Requirement: Among the records below, find the lines that hold the word "approved" and report how many there are, with no other words.

Record extracts:
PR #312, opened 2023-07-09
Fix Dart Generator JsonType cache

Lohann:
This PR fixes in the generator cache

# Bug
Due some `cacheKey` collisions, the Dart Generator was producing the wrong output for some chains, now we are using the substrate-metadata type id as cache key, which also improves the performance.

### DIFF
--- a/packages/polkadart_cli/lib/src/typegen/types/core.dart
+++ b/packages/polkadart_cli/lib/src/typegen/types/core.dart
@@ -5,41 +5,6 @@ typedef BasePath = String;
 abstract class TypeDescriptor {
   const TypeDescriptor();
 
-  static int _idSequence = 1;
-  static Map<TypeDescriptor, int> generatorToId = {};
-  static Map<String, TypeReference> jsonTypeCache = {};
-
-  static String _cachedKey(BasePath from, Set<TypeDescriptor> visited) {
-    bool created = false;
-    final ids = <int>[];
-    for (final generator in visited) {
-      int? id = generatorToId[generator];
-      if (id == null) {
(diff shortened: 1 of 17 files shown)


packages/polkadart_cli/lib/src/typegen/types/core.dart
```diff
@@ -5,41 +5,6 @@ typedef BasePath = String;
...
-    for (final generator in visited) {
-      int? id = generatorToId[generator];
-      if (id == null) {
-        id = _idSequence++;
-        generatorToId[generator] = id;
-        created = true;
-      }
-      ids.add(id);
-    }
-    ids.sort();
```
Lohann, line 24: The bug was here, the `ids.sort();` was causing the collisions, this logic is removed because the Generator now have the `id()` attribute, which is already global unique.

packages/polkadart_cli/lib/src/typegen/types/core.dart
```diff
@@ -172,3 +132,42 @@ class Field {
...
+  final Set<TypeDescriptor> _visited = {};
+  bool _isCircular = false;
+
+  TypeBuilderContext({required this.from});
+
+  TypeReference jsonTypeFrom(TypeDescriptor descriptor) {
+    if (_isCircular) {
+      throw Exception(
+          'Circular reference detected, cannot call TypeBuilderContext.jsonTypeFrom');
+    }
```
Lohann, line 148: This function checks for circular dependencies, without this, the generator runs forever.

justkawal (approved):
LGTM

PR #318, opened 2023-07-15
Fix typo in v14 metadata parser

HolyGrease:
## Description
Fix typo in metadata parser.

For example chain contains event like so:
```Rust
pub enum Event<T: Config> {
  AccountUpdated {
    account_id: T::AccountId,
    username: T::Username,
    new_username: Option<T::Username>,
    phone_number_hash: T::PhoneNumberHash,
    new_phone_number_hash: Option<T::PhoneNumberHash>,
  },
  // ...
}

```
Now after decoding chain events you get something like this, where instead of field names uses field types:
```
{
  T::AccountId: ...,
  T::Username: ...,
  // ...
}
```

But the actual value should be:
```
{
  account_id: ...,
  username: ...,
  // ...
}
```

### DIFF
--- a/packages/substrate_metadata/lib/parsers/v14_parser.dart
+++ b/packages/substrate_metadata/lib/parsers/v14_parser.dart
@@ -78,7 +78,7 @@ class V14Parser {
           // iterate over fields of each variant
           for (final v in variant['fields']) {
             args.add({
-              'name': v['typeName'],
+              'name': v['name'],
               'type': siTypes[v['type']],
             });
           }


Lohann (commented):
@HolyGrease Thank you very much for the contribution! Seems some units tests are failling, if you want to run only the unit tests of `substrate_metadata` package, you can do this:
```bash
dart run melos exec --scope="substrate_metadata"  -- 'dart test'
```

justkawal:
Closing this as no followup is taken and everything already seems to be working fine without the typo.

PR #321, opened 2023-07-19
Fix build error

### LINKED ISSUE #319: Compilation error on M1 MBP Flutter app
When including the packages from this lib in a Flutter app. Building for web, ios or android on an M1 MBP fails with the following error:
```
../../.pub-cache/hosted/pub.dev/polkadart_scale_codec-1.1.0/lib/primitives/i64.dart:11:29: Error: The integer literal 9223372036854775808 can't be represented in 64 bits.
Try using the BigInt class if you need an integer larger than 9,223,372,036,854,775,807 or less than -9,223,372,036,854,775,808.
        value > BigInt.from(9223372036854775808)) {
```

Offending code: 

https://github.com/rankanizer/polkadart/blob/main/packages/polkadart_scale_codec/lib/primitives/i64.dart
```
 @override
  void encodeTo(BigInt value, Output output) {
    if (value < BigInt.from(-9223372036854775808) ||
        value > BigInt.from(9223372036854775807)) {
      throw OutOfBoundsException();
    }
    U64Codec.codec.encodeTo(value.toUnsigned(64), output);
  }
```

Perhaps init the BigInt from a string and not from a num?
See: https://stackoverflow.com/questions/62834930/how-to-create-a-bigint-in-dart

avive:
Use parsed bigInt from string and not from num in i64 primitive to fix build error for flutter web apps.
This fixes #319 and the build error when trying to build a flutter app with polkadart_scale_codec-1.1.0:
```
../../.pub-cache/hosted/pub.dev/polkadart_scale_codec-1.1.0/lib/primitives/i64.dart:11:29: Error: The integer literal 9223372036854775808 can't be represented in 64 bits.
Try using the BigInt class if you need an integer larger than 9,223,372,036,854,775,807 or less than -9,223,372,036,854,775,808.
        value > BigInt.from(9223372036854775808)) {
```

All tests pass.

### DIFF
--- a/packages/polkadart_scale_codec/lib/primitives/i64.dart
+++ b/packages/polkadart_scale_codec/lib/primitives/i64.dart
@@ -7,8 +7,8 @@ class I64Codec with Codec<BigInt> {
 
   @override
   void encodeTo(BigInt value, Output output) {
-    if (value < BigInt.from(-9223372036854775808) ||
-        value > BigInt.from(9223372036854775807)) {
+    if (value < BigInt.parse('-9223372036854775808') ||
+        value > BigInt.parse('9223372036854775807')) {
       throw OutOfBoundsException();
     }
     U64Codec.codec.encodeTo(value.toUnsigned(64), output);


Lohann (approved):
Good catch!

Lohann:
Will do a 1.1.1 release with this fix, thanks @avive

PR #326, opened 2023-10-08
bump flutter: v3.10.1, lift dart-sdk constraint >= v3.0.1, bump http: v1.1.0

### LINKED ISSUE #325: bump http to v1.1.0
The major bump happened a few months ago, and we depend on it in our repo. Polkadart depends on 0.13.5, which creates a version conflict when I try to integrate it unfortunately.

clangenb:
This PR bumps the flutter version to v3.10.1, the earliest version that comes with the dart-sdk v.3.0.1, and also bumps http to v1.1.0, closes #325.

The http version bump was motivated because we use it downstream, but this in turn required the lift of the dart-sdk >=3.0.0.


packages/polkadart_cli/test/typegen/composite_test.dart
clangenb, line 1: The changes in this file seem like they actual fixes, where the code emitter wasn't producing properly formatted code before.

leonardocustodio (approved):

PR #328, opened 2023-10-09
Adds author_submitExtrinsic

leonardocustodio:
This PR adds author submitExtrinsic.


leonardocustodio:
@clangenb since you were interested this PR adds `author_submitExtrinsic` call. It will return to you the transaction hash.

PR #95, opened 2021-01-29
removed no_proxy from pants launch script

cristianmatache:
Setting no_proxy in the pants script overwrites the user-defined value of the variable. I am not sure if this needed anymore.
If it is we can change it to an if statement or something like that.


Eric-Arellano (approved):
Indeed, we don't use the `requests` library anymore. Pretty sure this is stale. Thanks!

Written reply: 4